Generate gender and SAD timestamps of audio based on neural network models trained in Keras.
Input must be a text file containing full paths to either mp4/mkv media files or .wav audio
files, and optionally the path to the directory where all the output will be
stored (default=$proj_dir/expt).
Outputs will be a text file for each movie/audio file, each line of which will contain the
start and end times for the speech segment followed by the gender (male/female).
Frame level posteriors are also saved in the output directory.
bash generate_gender_timestamps.sh [-h] [-c config_file] movie_paths.txt (out_dir)
e.g.: bash generate_gender_timestamps.sh -c ./config.sh demo.txt DEMO
where:
-h : Show help
-c : Configuration file
movie_paths.txt : Text file consisting of complete paths to media files (eg, .mp4/.mkv) on each line
out_dir : Directory in which to store all output files (default: "$PWD/gender_out_dir")
nj=4 # Number of files to process simultaneously
feats_flag="y" # "y"/"n" flag to keep kaldi-feature files after inference
wavs_flag="n" # "y"/"n" flag to keep .wav audio files after inference
sad_overlap=0 # % overlap in SAD-segments (range: 0-1, 0 for no overlap) (single segment is 0.64s)
gender_overlap=0 # % overlap in GENDER-segments (single segment is 0.96s)
uniform_seg_len=2.0 # Segment length for uniform speaker-segmentation
only_vad=0 # 1 if only sad outputs required
kaldi : ensure that all kaldi binaries are added to system path. If not,
either add them to system path, or modify kaldi_root in 1st line of
'path.sh' to reflect kaldi installation directory.
keras, tensorflow : required to load data, model and make VAD predictions.

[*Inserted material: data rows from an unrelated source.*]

PR #3058, opened 2026-07-03
fix: defer password change to end of migration flow

### LINKED ISSUE #2994: Defer password change to end of migration flow
**Description:**
After a successful org connection, migration immediately triggers a password change. If the user exits before migration completes, their password is updated silently — causing every subsequent migration attempt to fail with invalid credentials.

**Acceptance Tests:**
- Password change does not occur until migration is fully complete
- Exiting migration after org connection but before completion leaves credentials unchanged
- A completed migration still results in the password being updated

ericleponner:
**Description**:
Changes below update `Migrate` and `SetupOrganization` views so that password change is performed before `Summary` step in migration flow.

`PerformSetup` is a new step  in `Migrate` wizard:
- it is inserted before `Summary` step
- it displays a progress message and has no user input or actions
- it triggers organization setup and password change that used to be done in `SetupOrganization`
- it appears very shortly since organization setup and password changes are usually fast
- `SetupOrganization` now only validates inputs and no longer makes organization related changes

image

**Related issue(s)**:

Fixes #2994

**Notes for reviewer**:

```
A   front-end/src/renderer/pages/Migrate/components/PerformSetup.vue
M   front-end/src/renderer/pages/Migrate/Migrate.vue
    # New tab inserted between SelectKeys and Summary tabs..
    # It triggers organization/password setup.
    # It also displays DecryptKeys modal when extracting keys.

M   front-end/src/renderer/pages/Migrate/components/SetupOrganization.vue
    # SetupOrganization now performs input validation only.
    # Organization setup and new/old password change are now done later in PerformSetup.vue

M   front-end/src/renderer/pages/Migrate/components/SelectKeys.vue
M   front-end/src/renderer/components/KeyPair/ImportEncrypted/components/EncryptedKeysBox.vue
    # Adjusted css in SelectKeys for visual consistency with other Migrate tabs

R   front-end/src/renderer/pages/Migrate/components/BeginKeysImport.vue
    # Logic from BeginKeysImport is now performed by PerformSetup view.
    # View is removed.
```

**Checklist**


front-end/src/renderer/pages/Migrate/Migrate.vue
```diff
@@ -112,24 +121,21 @@ const handleSetOrganizationId = async (value: string | null) => {
...
   }
 };
 
-const handleKeysImported = async (value: number) => {
+const didPerformSetup = async (importedKeyCount: number) => {
   if (!personalUser.value) throw new Error('(BUG) Personal User not set');
-  if (!value) {
+  if (importedKeyCount === 0) {
     await accountSetupStore.storeSkipRecoveryPhraseClaim();
   }
```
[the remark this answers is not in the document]
ericleponner: Fixed

front-end/src/renderer/pages/Migrate/Migrate.vue
```diff
@@ -219,20 +212,28 @@ const initializeUserStore = async () => {
...
 
         <!-- Summary Step -->
         <template v-if="stepIs('summary')">
-          <Summary :imported-keys-count="keysImported" :imported-user-data="importedUserData" />
+          <Summary
+            :imported-keys-count="keysImported"
+            :imported-user-data="importedUserData"
+            :personal-user="personalUser"
+            :organization-setup="organizationSetup"
+          />
```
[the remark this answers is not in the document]
ericleponner: Fixed

front-end/src/renderer/pages/Migrate/components/PerformSetup.vue
```diff
@@ -1,54 +1,117 @@
...
+  );
+
+  // 4) Add Organization Credentials
+  addOrganizationCredentials(
+    email,
+    setup.newOrganizationPassword,
+    organizationId,
+    props.personalUser.personalId,
+    jwtToken,
+    setup.newOrganizationPassword,
```
jbair06: This second password should be the app password, or keychain if selected, right? Looking at other usages, the personal password is used here.

front-end/src/renderer/pages/Migrate/components/PerformSetup.vue
```diff
@@ -1,54 +1,117 @@
...
+
+  // 3) Set new password
+  await changePassword(
+    setup.organizationURL,
+    setup.temporaryOrganizationPassword,
+    setup.newOrganizationPassword,
+  );
+
+  // 4) Add Organization Credentials
+  addOrganizationCredentials(
```
jbair06: I think we need to `await` this call so failures don't get swallowed or lost.

front-end/src/renderer/pages/Migrate/components/PerformSetup.vue
```diff
@@ -133,23 +163,68 @@ const restoreKeyPair = async (index: number, nickname: string, upload: boolean)
...
-    await decryptKeysRef.value?.process(encryptedKeyPaths, props.recoveryPhrase?.words);
+  for (let i = 0; i < userKeysWithMnemonic.length; i++) {
+    const userKey = userKeysWithMnemonic[i];
+
+    /**
+     * Restore the key if its mnemonic hash matches the currently imported recovery phrase.
+     * Do not restore if the key is already present in `user.keyPairs`.
+     * Multiple mnemonic phrases are supported; keys from other mnemonic phrases are not deleted.
+     */
+    if (userKeyHasMnemonic(userKey)) {
```
jbair06, line 176: The for loop is a filtered list of only keys with mnemonics, so this extra guard should be unnecessary.

front-end/src/renderer/pages/Migrate/components/PerformSetup.vue
```diff
@@ -1,54 +1,117 @@
...
+  if (user.organizations[0]) {
+    await user.selectOrganization(user.organizations[0]);
+  }
+
+  // 6) Wait a little to avoid flash effect and help user identify what's happening
+  await eyePersistence;
+};
+
+const startKeyImport = async () => {
+  if (props.selectedKeys && props.selectedKeys.length > 0) {
```
jbair06: `props.selectedKeys` cannot be undefined or null here, I think. And this function is only ever called if the list is > 0, so I think this guard is unnecessary, and the `else` path is never reached.

front-end/src/renderer/pages/Migrate/components/PerformSetup.vue
```diff
@@ -1,54 +1,117 @@
...
+    const selectedKeyPaths = props.selectedKeys.map(key => key.filepath);
+    await decryptKeysRef.value?.process(selectedKeyPaths, props.recoveryPhrase?.words);
```
jbair06: Can decryptKeysRef.value ever be null/undefined here? If it can, I believe this line would silently hang the migration process because it could not progress. Should probably just remove the `?`

front-end/src/renderer/pages/Migrate/Migrate.vue
```diff
@@ -112,24 +121,22 @@ const handleSetOrganizationId = async (value: string | null) => {
   if (allUserKeysToRecover.value.length !== 0) {
     step.value = 'selectKeys';
   } else {
-    step.value = 'summary';
+    step.value = 'performSetup';
   }
 };
 
-const handleKeysImported = async (value: number) => {
+const didPerformSetup = async (importedKeyCount: number) => {
```
jbair06: The `emit` from `PerformSetup` is declared with 2 parameters. Should either add the second one here, or remove from the declaration.

jbair06 (changes requested):

front-end/src/renderer/pages/Migrate/components/PerformSetup.vue
ericleponner: Fixed

front-end/src/renderer/pages/Migrate/components/PerformSetup.vue
ericleponner: Correct. It's a copy/paste from legacy code.
I updated the code.

front-end/src/renderer/pages/Migrate/components/PerformSetup.vue
ericleponner: Since `startKeyImport()` is called by `onMounted()`, `decryptKeysRef` should be resolved and not null.
? is required for type checking reason and protect the code.

front-end/src/renderer/pages/Migrate/components/PerformSetup.vue
ericleponner: `restoreExistingKeys()` is a copy of legacy [BeginKeysImport](https://github.com/hashgraph/hedera-transaction-tool/blob/05dd0d246b224dade5318e10a27c068b833f09d1/front-end/src/renderer/pages/Migrate/components/BeginKeysImport.vue#L64). And this part is pretty obscure to me. I would prefer to leave it untouched. But I can remove the check : let me know.

front-end/src/renderer/pages/Migrate/components/PerformSetup.vue
ericleponner: Good catch. Original code was indeed:
```
    addOrganizationCredentials(
      email,
      formData.newOrganizationPassword,
      organizationId.value,
      props.personalUser.personalId,
      organizationJwtToken.value || '',
      props.personalUser.password,
      true,
    ),
```
I replaced `setup.newOrganizationPassword` by `props.personalUser.password` (line 90).
Strangely I didn't see any effect during my tests (?).

front-end/src/renderer/pages/Migrate/Migrate.vue
ericleponner: Fixed

front-end/src/renderer/components/KeyPair/ImportEncrypted/components/EncryptedKeysBox.vue
```diff
@@ -59,7 +59,7 @@ watch(
         data-testid="checkbox-select-all-keys-component"
         class="cursor-pointer"
       />
-      <span>Select all</span>
+      <span class="text-secondary text-small">Select all</span>
     </div>
     <ul class="overflow-x-hidden" style="max-height: 30vh">
```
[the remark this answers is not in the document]
jbair06: This is unchanged from main, no need for a change at the moment.

front-end/src/renderer/pages/Migrate/Migrate.vue
```diff
@@ -219,20 +222,26 @@ const initializeUserStore = async () => {
...
+        <!-- Perform Migration Step -->
+        <template v-if="stepIs('performSetup')">
+          <PerformSetup
+            :personal-user="personalUser!"
+            :organization-setup="organizationSetup"
+            :recovery-phrase="recoveryPhrase"
+            :recovery-phrase-password="recoveryPhrasePassword"
+            :selected-keys="selectedKeysToRecover"
+            @didPerformSetup="didPerformSetup"
+          />
```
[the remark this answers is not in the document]
jbair06: They can run in parallel. This is not an issue.

jbair06 (approved):
LGTM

Other python libraries required include numpy, scipy, resampy.
h5py==2.7.1
Keras==2.1.5
numpy==1.14.2
requests==2.18.4
resampy==0.2.0
scipy==1.0.0
six==1.12.0
tensorflow==1.4.1
This tool can be used for noise-robust gender identification from audio. Two parallel systems are implemented for this purpose:
Both of the DNN-based systems make predictions at segment-level as opposed to traditional frame-level analysis. Segment duration for the SAD system is 0.64s (design choice) and for the GID system is 0.96s (pre-trained VGGish embeddings). For more details about the architecture and training procedures, please refer to the ICASSP '19 paper (SAD), and INTERSPEECH '18 paper (GID).